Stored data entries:
=== Begin Enclosure ===

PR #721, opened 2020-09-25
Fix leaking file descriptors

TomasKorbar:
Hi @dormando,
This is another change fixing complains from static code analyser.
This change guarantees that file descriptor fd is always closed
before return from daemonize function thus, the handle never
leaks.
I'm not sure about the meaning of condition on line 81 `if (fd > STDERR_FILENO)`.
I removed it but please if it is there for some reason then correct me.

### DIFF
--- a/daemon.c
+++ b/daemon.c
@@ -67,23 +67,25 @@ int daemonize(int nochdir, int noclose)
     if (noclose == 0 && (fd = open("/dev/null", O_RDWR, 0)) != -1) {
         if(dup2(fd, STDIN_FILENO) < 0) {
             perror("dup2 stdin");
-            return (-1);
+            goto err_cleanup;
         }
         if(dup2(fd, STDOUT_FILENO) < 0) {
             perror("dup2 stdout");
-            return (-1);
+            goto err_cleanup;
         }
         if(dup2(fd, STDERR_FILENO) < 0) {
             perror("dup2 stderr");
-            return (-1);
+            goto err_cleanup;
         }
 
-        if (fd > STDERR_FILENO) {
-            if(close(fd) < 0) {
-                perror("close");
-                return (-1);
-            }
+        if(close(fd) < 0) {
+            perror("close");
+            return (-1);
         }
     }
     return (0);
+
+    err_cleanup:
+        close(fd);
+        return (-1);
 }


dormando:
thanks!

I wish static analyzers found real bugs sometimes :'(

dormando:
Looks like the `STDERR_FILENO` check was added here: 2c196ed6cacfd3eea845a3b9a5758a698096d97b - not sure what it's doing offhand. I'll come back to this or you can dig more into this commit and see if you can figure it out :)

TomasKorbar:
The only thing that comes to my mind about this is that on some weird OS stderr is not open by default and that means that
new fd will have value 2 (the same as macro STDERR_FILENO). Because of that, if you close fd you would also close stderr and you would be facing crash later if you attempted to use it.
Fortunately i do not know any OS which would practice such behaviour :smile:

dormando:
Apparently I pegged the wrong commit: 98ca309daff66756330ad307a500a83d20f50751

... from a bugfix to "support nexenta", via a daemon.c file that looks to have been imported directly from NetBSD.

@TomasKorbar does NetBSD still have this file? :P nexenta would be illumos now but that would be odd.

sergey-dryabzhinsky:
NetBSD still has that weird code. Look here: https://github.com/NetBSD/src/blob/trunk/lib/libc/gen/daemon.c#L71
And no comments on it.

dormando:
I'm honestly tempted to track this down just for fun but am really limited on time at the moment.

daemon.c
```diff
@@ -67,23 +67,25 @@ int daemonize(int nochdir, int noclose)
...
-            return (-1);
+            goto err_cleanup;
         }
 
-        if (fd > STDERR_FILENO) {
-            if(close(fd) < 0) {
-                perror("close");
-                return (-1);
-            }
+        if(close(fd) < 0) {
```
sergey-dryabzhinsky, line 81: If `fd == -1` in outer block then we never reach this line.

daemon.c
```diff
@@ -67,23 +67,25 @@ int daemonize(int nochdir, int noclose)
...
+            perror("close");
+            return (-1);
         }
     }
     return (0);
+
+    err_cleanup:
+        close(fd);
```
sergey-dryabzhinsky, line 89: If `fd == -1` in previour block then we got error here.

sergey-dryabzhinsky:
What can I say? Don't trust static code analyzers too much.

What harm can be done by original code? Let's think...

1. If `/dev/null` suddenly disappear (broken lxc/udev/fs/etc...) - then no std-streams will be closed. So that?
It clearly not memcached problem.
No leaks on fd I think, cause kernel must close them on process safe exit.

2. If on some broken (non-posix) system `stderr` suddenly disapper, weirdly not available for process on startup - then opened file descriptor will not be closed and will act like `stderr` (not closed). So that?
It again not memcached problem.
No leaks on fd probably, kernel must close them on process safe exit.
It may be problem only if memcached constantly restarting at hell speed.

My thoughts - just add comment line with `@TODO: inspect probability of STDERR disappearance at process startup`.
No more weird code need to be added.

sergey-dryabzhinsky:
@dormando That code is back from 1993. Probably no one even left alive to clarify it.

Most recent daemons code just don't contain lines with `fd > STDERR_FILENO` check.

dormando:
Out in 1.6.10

=== End Enclosure ===
=== Begin Enclosure ===

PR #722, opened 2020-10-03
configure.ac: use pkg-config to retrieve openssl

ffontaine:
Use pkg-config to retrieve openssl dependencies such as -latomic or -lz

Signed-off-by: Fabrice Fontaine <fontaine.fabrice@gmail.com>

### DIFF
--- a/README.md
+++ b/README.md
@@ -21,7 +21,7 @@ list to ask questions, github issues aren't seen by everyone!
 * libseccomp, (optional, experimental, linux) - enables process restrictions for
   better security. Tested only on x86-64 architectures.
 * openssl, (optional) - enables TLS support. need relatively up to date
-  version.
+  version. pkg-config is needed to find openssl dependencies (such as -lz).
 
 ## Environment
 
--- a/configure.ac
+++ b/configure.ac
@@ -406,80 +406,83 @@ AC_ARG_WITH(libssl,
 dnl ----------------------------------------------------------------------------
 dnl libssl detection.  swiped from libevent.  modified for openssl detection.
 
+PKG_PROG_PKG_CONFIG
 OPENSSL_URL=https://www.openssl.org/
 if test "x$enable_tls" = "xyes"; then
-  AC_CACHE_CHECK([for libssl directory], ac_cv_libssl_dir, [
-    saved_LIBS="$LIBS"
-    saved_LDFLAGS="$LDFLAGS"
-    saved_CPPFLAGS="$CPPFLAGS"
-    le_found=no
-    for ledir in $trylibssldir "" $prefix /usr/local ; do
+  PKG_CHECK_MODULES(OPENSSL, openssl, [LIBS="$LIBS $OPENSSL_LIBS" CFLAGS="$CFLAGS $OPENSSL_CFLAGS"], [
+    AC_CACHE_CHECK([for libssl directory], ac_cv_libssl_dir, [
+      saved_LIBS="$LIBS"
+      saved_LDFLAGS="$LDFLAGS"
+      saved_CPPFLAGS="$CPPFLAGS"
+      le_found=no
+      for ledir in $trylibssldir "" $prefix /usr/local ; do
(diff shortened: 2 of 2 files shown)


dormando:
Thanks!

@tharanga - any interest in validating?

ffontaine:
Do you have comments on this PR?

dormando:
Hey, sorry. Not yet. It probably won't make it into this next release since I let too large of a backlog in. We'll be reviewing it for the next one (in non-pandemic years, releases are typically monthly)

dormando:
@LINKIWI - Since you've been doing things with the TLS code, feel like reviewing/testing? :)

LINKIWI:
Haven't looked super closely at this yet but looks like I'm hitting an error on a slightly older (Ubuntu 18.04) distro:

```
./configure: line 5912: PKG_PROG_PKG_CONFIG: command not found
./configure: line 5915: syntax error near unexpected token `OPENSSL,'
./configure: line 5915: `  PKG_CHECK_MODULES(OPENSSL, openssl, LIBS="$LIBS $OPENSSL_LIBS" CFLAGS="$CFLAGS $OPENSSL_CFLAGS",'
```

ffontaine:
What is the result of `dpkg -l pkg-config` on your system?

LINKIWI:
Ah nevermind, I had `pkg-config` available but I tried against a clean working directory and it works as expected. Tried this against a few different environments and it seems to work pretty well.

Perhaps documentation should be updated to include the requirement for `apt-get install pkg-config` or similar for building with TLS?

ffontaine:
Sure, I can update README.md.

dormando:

=== End Enclosure ===
=== Begin Enclosure ===

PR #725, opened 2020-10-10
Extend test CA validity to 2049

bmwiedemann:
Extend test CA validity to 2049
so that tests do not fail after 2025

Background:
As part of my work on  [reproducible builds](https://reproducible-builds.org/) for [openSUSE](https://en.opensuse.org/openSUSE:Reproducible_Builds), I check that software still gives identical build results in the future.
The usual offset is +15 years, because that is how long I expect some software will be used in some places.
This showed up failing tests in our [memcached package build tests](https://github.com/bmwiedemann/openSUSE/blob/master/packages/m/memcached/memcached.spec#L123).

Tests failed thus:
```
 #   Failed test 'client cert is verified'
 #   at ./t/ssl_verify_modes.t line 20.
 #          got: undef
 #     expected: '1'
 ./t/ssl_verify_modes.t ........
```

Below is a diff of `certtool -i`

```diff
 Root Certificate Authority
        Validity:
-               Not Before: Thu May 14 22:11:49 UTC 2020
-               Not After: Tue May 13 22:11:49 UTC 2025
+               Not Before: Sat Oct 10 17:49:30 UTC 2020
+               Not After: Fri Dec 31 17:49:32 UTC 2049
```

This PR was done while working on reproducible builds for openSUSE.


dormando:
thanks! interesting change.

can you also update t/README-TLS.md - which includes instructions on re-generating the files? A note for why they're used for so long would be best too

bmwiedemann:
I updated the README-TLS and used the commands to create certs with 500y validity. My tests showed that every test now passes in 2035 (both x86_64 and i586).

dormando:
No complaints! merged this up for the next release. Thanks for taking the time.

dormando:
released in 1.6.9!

=== End Enclosure ===

Task instructions: Find the string "such" in the records, then copy each line where it occurs.

Response below:
Fortunately i do not know any OS which would practice such behaviour :smile:
Use pkg-config to retrieve openssl dependencies such as -latomic or -lz
+  version. pkg-config is needed to find openssl dependencies (such as -lz).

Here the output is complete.